One final methodological thought on developmental psychopathology. Freud was among the first to recognise the value of studying typical and atypical development alongside one another, to achieve new depths of vision. So, too, there are insights to be gained from studying ‘atypical atypicality’. Let me return to autism. Suppose there are diverse developmental pathways to autism, which is, after all, a constellation of clinical features (a syndrome) that happen to co-occur. With this idea in mind, we have conducted studies of congenitally blind children, among whom the syndrome is prevalent and sometimes unusual in presentation. Our hypothesis is that these children are at risk for developing this particular cluster of clinical features for a period early in their lives, because they are compromised in their engagement with other people’s attitudes towards a shared, visually specified world – and therefore, at a disadvantage in coming to coordinate, understand and move among different mental perspectives, a critical problem for sighted children with autism.  The question arises: if autism is a heterogeneous developmental disorder, and not, as often supposed, a behavioural print-out of constitutional brain dysfunction (which is not to deny that neurological disorder is often causative), then how come it is relatively coherent as a syndrome? To seek an answer to this question, we would do well to trace the developmental implications of specific forms of limitation in very young children’s experience of self-other-world relations.
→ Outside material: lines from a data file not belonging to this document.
PR #488, opened 2022-11-28
Consider the number of route instances in a cluster when applying con…

dominik-cnx:
…figured connection pool sizes.

So far the connection pool size configured on static routes or route hooks, e.g.
 
  "/to/my-backend/(.*)": {
    "url": "http://host.domain.com:7022/$1",
    "connectionPoolSize": 7,
  },

was applied on a per cluster node based AND also on a per router instance base if there were multiple instances. In a case where the number of nodes in a cluster varies (e.g. scaling up is performed due to high load or similar) then the number of concurrent active connections is higher compared to what is configured. This can be confusing and/or actually lead to situations where the backend starts to refuse connection attempts.

With this PR we change this behavior and divide the configured connection pool size by the number of router instances (a so called "route multiplier") which can be passed in and updated at runtime through the event bus. To actually pass in the "route multiplier" is optional, if not passed in things remain unchanged.

### DIFF
--- a/gateleen-hook/src/main/java/org/swisspush/gateleen/hook/HookHandler.java
+++ b/gateleen-hook/src/main/java/org/swisspush/gateleen/hook/HookHandler.java
@@ -1533,15 +1533,16 @@ public class HookHandler implements LoggableResource {
 
         // Configure connection pool size
         Integer originalPoolSize = jsonHook.getInteger(HttpHook.CONNECTION_POOL_SIZE_PROPERTY_NAME);
-        int appliedPoolSize = 0;
+        int appliedPoolSize;
         if (originalPoolSize != null) {
             appliedPoolSize = Math.floorDiv(originalPoolSize, routeMultiplier);
             if (appliedPoolSize < 1) {
                 appliedPoolSize = originalPoolSize;
             }
+            log.debug("Original pool size is {}, applied size is {}", originalPoolSize, appliedPoolSize);
+            hook.setConnectionPoolSize(appliedPoolSize);
         }
-        log.debug("Original pool size is {}, applied size is {}", originalPoolSize, appliedPoolSize);
-        hook.setConnectionPoolSize(appliedPoolSize);
+
 
         hook.setMaxWaitQueueSize(jsonHook.getInteger(HttpHook.CONNECTION_MAX_WAIT_QUEUE_SIZE_PROPERTY_NAME));
         // Configure request timeout
--- a/gateleen-hook/src/main/java/org/swisspush/gateleen/hook/HookHandler.java
+++ b/gateleen-hook/src/main/java/org/swisspush/gateleen/hook/HookHandler.java
@@ -445,9 +445,13 @@ public class HookHandler implements LoggableResource {
      * @param readyHandler - the ready handler
      */
     private void registerRouteMultiplierChangeHandler(Handler<Void> readyHandler) {
-        vertx.eventBus().consumer(Router.ROUTE_MULTIPLIER_ADRESS, (Handler<Message<String>>) event -> {
-            log.warn("Update router's pool size multiplier: {}", (event.body() == null ? "<null>" : event.body()));
-            routeMultiplier = Integer.parseInt(event.body());
+        vertx.eventBus().consumer(Router.ROUTE_MULTIPLIER_ADDRESS, (Handler<Message<String>>) event -> {
+            log.info("Updating route multiplier: {}", (event.body() == null ? "<null>" : event.body()));
+            try {
+                routeMultiplier = Integer.parseInt(event.body());
+            } catch (NumberFormatException e) {
+                log.info("failed to parse route multiplier: {}", event.body(), e);
+            }
         });
         // method done / no async processing pending
         readyHandler.handle(null);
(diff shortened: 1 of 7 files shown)


gateleen-hook/src/main/java/org/swisspush/gateleen/hook/HookHandler.java
```diff
@@ -423,6 +439,20 @@ private void registerRouteRegistrationHandler(Handler<Void> readyHandler) {
...
 
+    /**
+     * Update all registered router's pool size multiplier
+     *
+     * @param readyHandler - the ready handler
+     */
+    private void registerRouteMultiplierChangeHandler(Handler<Void> readyHandler) {
+        vertx.eventBus().consumer(Router.ROUTE_MULTIPLIER_ADRESS, (Handler<Message<String>>) event -> {
+            log.warn("Update router's pool size multiplier: {}", (event.body() == null ? "<null>" : event.body()));
+            routeMultiplier = Integer.parseInt(event.body());
```
mcweba, line 450: I think we should catch exceptions here like _NumberFormatException_. What happens when we get a non-parsable String?

gateleen-hook/src/main/java/org/swisspush/gateleen/hook/HookHandler.java
```diff
@@ -423,6 +439,20 @@ private void registerRouteRegistrationHandler(Handler<Void> readyHandler) {
         readyHandler.handle(null);
     }
 
+    /**
+     * Update all registered router's pool size multiplier
+     *
+     * @param readyHandler - the ready handler
+     */
+    private void registerRouteMultiplierChangeHandler(Handler<Void> readyHandler) {
+        vertx.eventBus().consumer(Router.ROUTE_MULTIPLIER_ADRESS, (Handler<Message<String>>) event -> {
```
mcweba, line 448: Where are the messages to _Router.ROUTE_MULTIPLIER_ADRESS_ created? I only find consumers.

gateleen-routing/src/main/java/org/swisspush/gateleen/routing/Router.java
```diff
@@ -43,9 +43,11 @@ public class Router implements Refreshable, LoggableResource, ConfigurationResou
      * How long to let the http clients live before closing them after a re-configuration
      */
     private static final int GRACE_PERIOD = 30000;
+    public static final int DEFAULT_ROUTER_MULTIPLIER = 1;
     public static final String ROUTER_STATE_MAP = "router_state_map";
     public static final String ROUTER_BROKEN_KEY = "router_broken";
     public static final String REQUEST_HOPS_LIMIT_PROPERTY = "request.hops.limit";
+    public static final String ROUTE_MULTIPLIER_ADRESS = "gateleen.route-multiplier";
```
mcweba, line 50: Typo in _ROUTE_MULTIPLIER_ADRESS_

mcweba (changes requested):

gateleen-hook/src/main/java/org/swisspush/gateleen/hook/HookHandler.java
dominik-cnx: OK, will add

gateleen-hook/src/main/java/org/swisspush/gateleen/hook/HookHandler.java
dominik-cnx: I have a utility class in my project that repeatedly determines the number of nodes currently up and running


    public static int getRouteMultiplier(Vertx vertx){
        int numberOfClusterNodes = 1;
        ClusterManager clusterManager = ((VertxImpl)vertx).getClusterManager();
        if (clusterManager != null){
            numberOfClusterNodes = clusterManager.getNodes().size();
        }
        return Props.getNumberOfMainVerticleInstances() * numberOfClusterNodes;
    }
    
  
    Note that in my case the number of Verticles that create a Router is fixed and doesn't change at runtime.
    
    
It then publishes like this if things change

    private static void startRouteMultiplierPublishing(Vertx vertx){
        vertx.setPeriodic(10 * 1000, event -> {
            final EventBus eb = vertx.eventBus();
            int newRouteMultiplier = MainVerticle.getRouteMultiplier(vertx);
            if (previousRouteMultiplier != newRouteMultiplier) {
                eb.publish(Router.ROUTE_MULTIPLIER_ADRESS, String.valueOf(MainVerticle.getRouteMultiplier(vertx)));
                previousRouteMultiplier = newRouteMultiplier;
            }
        });
    }

gateleen-routing/src/main/java/org/swisspush/gateleen/routing/Router.java
dominik-cnx: Thx, fixed

gateleen-hook/src/main/java/org/swisspush/gateleen/hook/HookHandler.java
mcweba: OK. I was looking for an API endpoint or a configuration resource. But this could be added "manually" in Crush/Houston if required.

mcweba (approved):

PR #494, opened 2023-01-19
Sync log levels across cluster nodes

dominik-cnx:
As per title, the idea is that log level changes become active on all nodes in the cluster (and not only on the node that receives the change request)


mcweba (commented):
I think we should let the user somehow decide whether to apply the changes to all cluster nodes. A use case for not syncing the log levels could be to apply the change only to one node because of heavy traffic or because just one node has problems that require investigation.

dominik-cnx:
OK, interesting, in our project it would be a bit difficult to control on which node the change will be performed, the user doesn't really "see" the individual (and also the logs of all nodes end up in Kibana in our case).

dominik-cnx:
I'll see if I can introduce an additional boolean parameter named applyToAllClusterNodes or similar.

dominik-cnx:
In the meantime we have implemented a solution on our side and no longer need this change.

PR #495, opened 2023-01-25
Removed duplication of request header holding the unique request id.

mcweba:
The second header (x-rp-unique-id) was introduced back in 2016. However, I did not find a place where this duplicated header is actually used. To reduce confusion I removed this header.


dominik-cnx:
I can find references to x-rp-unique-id in our project but do believe that we can remove those. 

I wonder if we should change from

| x-request-id | unique id of the request when no x-rp-unique_id request header was provided

to

| x-request-id | unique id of the request, x-rp-unique_id if provided by the proxy or some gateleen generated id if the proxy doesn't provided the x-rp-unique_id.

The advantage would be that we always have some id in x-request-id

hiddenalpha:
IF I read code/comments around their occurrence it seems as this PR has chosen to go for the deprecated/old variant of the two. Reading the comments it sounds as the lodash variant is the older/deprecated one and the dash variant would be the newer one.

But that be said: I've no idea what those headers are for. Therefore I don't really care which one we remove ;)

hiddenalpha (approved):

PR #467, opened 2023-11-11
organize math definitions and functions

Berthalamew:
- moves them out of the folder they're currently in and into the proper modules they would've been in
- rename datatypes to their correct names
- remove operator overloads and use the correct math functions instead


xlive/Blam/Engine/interface/first_person_camera.cpp
```diff
@@ -60,15 +60,15 @@ float __cdecl player_control_get_field_of_view(int controller_index)
...
+			fov = DEGREES_TO_RADIANS(currentVariantSettings.forced_fov);
 		}
 		else if (player_control_fov_overridden)
 		{
 			fov = overridden_fov_radians;
 		}
 		else
 		{
-			fov = tags::get_tag_fast<s_unit_group_definition>(object_get_fast_unsafe(player_control_info->unit_datum_index)->tag_definition_index)->camera_field_of_view.as_rad();
+			fov = tags::get_tag_fast<s_unit_group_definition>(object_get_fast_unsafe(player_control_info->unit_datum_index)->tag_definition_index)->camera_field_of_view;
```
Kantanomo, line 71: missing conversion to radian.

xlive/Blam/Engine/math/math.h
```diff
@@ -0,0 +1,20 @@
...
+
+// Returns the minimum of the two values
+#define MIN(a, b) ((a) > (b) ? (b) : (a))
+
+// decimal part <0.5, floor
+// decimal part >0.5, ceil
+// TODO rework
+inline static auto blam_ticks_real_to_integer(float ticks_real) {
+	auto tick_val_integer = static_cast<int>(ticks_real + (ticks_real < 0.0f ? -0.5f : 0.5f));
+	return tick_val_integer;
```
Kantanomo, line 19: https://cplusplus.com/reference/cmath/round/
?

xlive/Blam/Engine/interface/first_person_camera.cpp
Berthalamew: The data is already in radians

xlive/Blam/Engine/math/math.h
Berthalamew: not sure if that's the same logic since if ticks_real is negative it subtracts -0.5f from itself then casts to an int

PR #469, opened 2023-11-18
add first person definitions + other misc additions

Berthalamew:
- update object flag names and add object_get_center_of_mass function
- update early mover struct
- add static flags class

### DIFF
--- a/xlive/Blam/Engine/cseries/cseries.h
+++ b/xlive/Blam/Engine/cseries/cseries.h
@@ -105,10 +105,10 @@ static_assert(sizeof(datum) == 4);
 #define SWAP_FLAG(flags, bit)			( (flags) ^=FLAG(bit) )
 #define FLAG_RANGE(first_bit, last_bit)	( (FLAG( (last_bit)+1 - (first_bit) )-1) << (first_bit) )
 
-#define BIT_VECTOR_SIZE_IN_LONGS(BIT_COUNT) (((BIT_COUNT) + (LONG_BITS - 1)) >> 5)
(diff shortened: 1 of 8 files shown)


xlive/Blam/Engine/cseries/cseries.h
```diff
@@ -100,6 +105,11 @@ static_assert(sizeof(datum) == 4);
 #define SWAP_FLAG(flags, bit)			( (flags) ^=FLAG(bit) )
 #define FLAG_RANGE(first_bit, last_bit)	( (FLAG( (last_bit)+1 - (first_bit) )-1) << (first_bit) )
 
+#define BIT_VECTOR_SIZE_IN_LONGS(BIT_COUNT) (((BIT_COUNT) + (LONG_BITS - 1)) >> 5)
+#define BIT_VECTOR_SIZE_IN_BYTES(BIT_COUNT) (4 * BIT_VECTOR_SIZE_IN_LONGS(BIT_COUNT))
+#define BIT_VECTOR_TEST_FLAG(BIT_VECTOR, BIT) (TEST_BIT(BIT_VECTOR[BIT >> 5], (BIT & (LONG_BITS - 1))))
```
nukeulater: `>> 5` is division by 32, `bit / 32` would be more clear, also I think this might not work for storage types smaller than 32 bits. [This code that's already implemented and available is better than this.](https://github.com/pnill/cartographer/blob/1f5cd0b3552ee73cf492bcb912e048f0cf349b57/xlive/Blam/Engine/memory/data.h#L6)

Berthalamew: These bitvector macros are only used for the c_static_flags_no_init class,
It's used for flags that need to be bigger than 32 bits

There's also c_flags that's a replacement for s_bitflags

PR #470, opened 2023-11-25
update tag definitions

Berthalamew:
- item, weapon, and render model updated
- update weapon_datum struct


xlive/Blam/Engine/items/weapon_definitions.cpp
```diff
@@ -0,0 +1,38 @@
+#include "stdafx.h"
+#include "weapon_definitions.h"
+
+weapon_first_person_interface_definition* first_person_interface_definition_get(_weapon_definition* definition, e_character_type character_type)
+{
+	weapon_first_person_interface_definition* result = NULL;
+	int32 index = 0;
+	switch (character_type)
```
Kantanomo: messed up indenting?

xlive/Blam/Engine/items/weapon_definitions.h
```diff
@@ -0,0 +1,519 @@
...
+    real32 runtime_ejection_port_recovery_rate;
+    real32 runtime_rate_of_fire_acceleration_rate;
+    real32 runtime_rate_of_fire_deceleration_rate;
+    real32 runtime_error_acceleration_rate;
+    real32 runtime_error_deceleration_rate;
+    tag_block<barrel_firing_effect> firing_effects; // firing effects determine what happens when this trigger is fired
+};
+TAG_BLOCK_SIZE_ASSERT(weapon_barrel_definition, 236);
+
+struct _weapon_definition
```
Kantanomo, line 398: maybe we should take some liberties in renaming things like this so it's easier to figure out what exactly we are looking at? idk just a thought I know we have _device_definition too now.

xlive/Blam/Engine/items/weapon_definitions.cpp
Berthalamew: fixed

xlive/Blam/Engine/items/weapon_definitions.h
Berthalamew: most of the definitions go by that naming scheme so there shouldn't be much confusion. See _item_definition

PR #474, opened 2023-12-10
add new unit definition

Berthalamew:


xlive/Blam/Engine/units/units.h
```diff
@@ -14,7 +20,7 @@ enum e_weapon_addition_method : int16
 	_weapon_addition_method_seven = 7,
 };
 
-enum e_unit_grenade_type : int8
+enum e_unit_grenade_type : int16
```
Kantanomo, line 23: could have uninteded consequences if it's used in other parts of the project, I.E add grenades etc

Berthalamew: It's only used for function parameters we've written ourselves. There shouldn't be any unintended consequences

PR #477, opened 2023-12-12
Enable function level linking

Berthalamew:


Berthalamew:
This removes around 2 thousand unreferenced functions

I hope I have conveyed how much I respect, indeed relish, the methods of science. Having said this, it has been reflection on the nature of interpersonal experience, enriched by psychoanalysis and philosophy, that has inspired my own attempts to apply such methods to address vital but elusive issues in developmental psychopathology. It’s a journey that has led me to explore the very origins of thinking, for example in my book The Cradle of Thought. And if this piece is more intellectual/academic than most of the ‘Careers’ profiles on these pages… well, that’s just me!